SOURCE DATA START

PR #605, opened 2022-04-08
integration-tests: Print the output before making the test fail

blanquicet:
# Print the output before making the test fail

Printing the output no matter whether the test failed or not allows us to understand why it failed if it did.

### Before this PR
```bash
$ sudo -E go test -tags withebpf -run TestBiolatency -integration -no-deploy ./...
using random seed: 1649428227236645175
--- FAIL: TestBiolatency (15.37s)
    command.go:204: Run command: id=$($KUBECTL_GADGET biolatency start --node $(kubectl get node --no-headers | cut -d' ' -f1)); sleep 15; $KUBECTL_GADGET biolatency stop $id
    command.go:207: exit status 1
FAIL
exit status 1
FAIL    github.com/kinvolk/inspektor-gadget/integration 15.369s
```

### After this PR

SOURCE DATA END
SOURCE DATA START

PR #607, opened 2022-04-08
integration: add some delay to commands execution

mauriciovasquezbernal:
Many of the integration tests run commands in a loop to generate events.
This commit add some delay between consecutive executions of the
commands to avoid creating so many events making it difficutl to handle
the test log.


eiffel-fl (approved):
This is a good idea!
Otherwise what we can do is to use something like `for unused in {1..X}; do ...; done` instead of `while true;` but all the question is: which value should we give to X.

SOURCE DATA END

■ **YOUR GOAL**:
The output should be exactly the lines above from the line containing "integration: add some" to the line containing "Otherwise what we", inclusive, with no other lines.

■ **ANSWER FOR THIS EXERCISE**:
integration: add some delay to commands execution

mauriciovasquezbernal:
Many of the integration tests run commands in a loop to generate events.
This commit add some delay between consecutive executions of the
commands to avoid creating so many events making it difficutl to handle
the test log.


eiffel-fl (approved):
This is a good idea!
Otherwise what we can do is to use something like `for unused in {1..X}; do ...; done` instead of `while true;` but all the question is: which value should we give to X.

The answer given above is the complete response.